Start of GIVEN RECORDS

PR #853, opened 2026-06-19
fix: move CLI dependencies from `dev` to `cli`

shields:
The roborock CLI imports click, click-shell, pyyaml and pyshark, but pyyaml and pyshark were only in the dev dependency group, so a plain `pip install python-roborock` or `uvx --from python-roborock roborock` would fail. Also, click/click-shell were in the main deps but are used only by the CLI.

### DIFF
--- a/README.md
+++ b/README.md
@@ -20,6 +20,11 @@ Install this via pip (or your favourite package manager):
 
 `pip install python-roborock`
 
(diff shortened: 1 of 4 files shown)


Lash-L (approved):

Lash-L:
Something I have been meaning to do for a while - thank you!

End of GIVEN RECORDS

### TASK TO CARRY OUT
Please write out the whole of the material exactly.

### REPLY TO THE TASK
PR #853, opened 2026-06-19
fix: move CLI dependencies from `dev` to `cli`

shields:
The roborock CLI imports click, click-shell, pyyaml and pyshark, but pyyaml and pyshark were only in the dev dependency group, so a plain `pip install python-roborock` or `uvx --from python-roborock roborock` would fail. Also, click/click-shell were in the main deps but are used only by the CLI.

### DIFF
--- a/README.md
+++ b/README.md
@@ -20,6 +20,11 @@ Install this via pip (or your favourite package manager):
 
 `pip install python-roborock`
 
(diff shortened: 1 of 4 files shown)


Lash-L (approved):

Lash-L:
Something I have been meaning to do for a while - thank you!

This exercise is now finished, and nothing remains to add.